GNNMark: A Benchmark Suite to Characterize Graph Neural Network Training on GPUs

Abstract

Graph Neural Networks (GNNs) have emerged as a promising class of Machine Learning algorithms to train on non-euclidean data. GNNs are widely used in recommender systems, drug discovery, text understanding, and traffic forecasting. Due to the energy efficiency and high-performance capabilities of GPUs, GPUs are a natural choice for accelerating the training of GNNs. Thus, we want to better understand the architectural and system-level implications of training GNNs on GPUs. Presently, there is no benchmark suite available designed to study GNN training workloads. In this work, we address this need by presenting GNNMark, a feature-rich benchmark suite that covers the diversity present in GNN training workloads, datasets, and GNN frameworks.
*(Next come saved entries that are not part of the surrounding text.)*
PR #1802, opened 2015-12-04
Refactor StaticRTree

TheMarex:
This PR does the following thing:
- Remove all application dependent query code outside of StaticRTree
- Add lambda functions to interactively filter while searching
- Add convenience layer `GeospatialQuery` that implements application specific code
- Reduce the number of supported queries in `StaticRTree` to exactly one.
- In the process the `locate` plugin (snap to edge endpoints was removed) as this functionality is not needed in any other plugin and the API does not have any significant usage

Future work:
- Add mode filter API parameter
- Implement mode filter in `GeospatialQuery`

/cc @danpat @daniel-j-h for code review.

[Review on Reviewable](https://reviewable.io/reviews/project-osrm/osrm-backend/1802)


algorithms/geospatial_query.hpp
```diff
@@ -0,0 +1,180 @@
...
+#include <osrm/coordinate.hpp>
+
+#include <vector>
+#include <memory>
+#include <algorithm>
+
+// Implements complex queries on top of an RTree and builds PhantomNodes from it.
+//
+// Only holds a weak reference on the RTree!
+template <typename RTreeT> class GeospatialQuery
```
daniel-j-h: Does the rtree type really has to be templated?

algorithms/geospatial_query.hpp
```diff
@@ -0,0 +1,180 @@
...
+                return num_results > 0 && has_big_component;
+            });
+
+
+        if (results.size() == 0)
+        {
+            return std::make_pair(PhantomNode {}, PhantomNode {});
+        }
+
+        BOOST_ASSERT(results.size() > 0);
```
daniel-j-h: This can not trigger since `.size()` returns an unsigned `size_t` and we check for the zero case.

algorithms/geospatial_query.hpp
```diff
@@ -0,0 +1,180 @@
...
+        return std::make_pair(MakePhantomNode(input_coordinate, results.front()).second, MakePhantomNode(input_coordinate, results.back()).second);
```
daniel-j-h: Oh I see, maybe leave the assert in, since we use `.front` here.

Our benchmark suite consists of GNN workloads that utilize a variety of different graph-based data structures, including homogeneous graphs, dynamic graphs, and heterogeneous graphs commonly used in a number of application domains that we mentioned above. We use this benchmark suite to explore and characterize GNN training behavior on GPUs. We study a variety of aspects of GNN execution, including both compute and memory behavior, highlighting major bottlenecks observed during GNN training. At the system level, we study various aspects, including the scalability of training GNNs across a multi-GPU system, as well as the sparsity of data, encountered during training. The insights derived from our work can be leveraged by both hardware and software developers to improve both the hardware and software performance of GNN training on GPUs.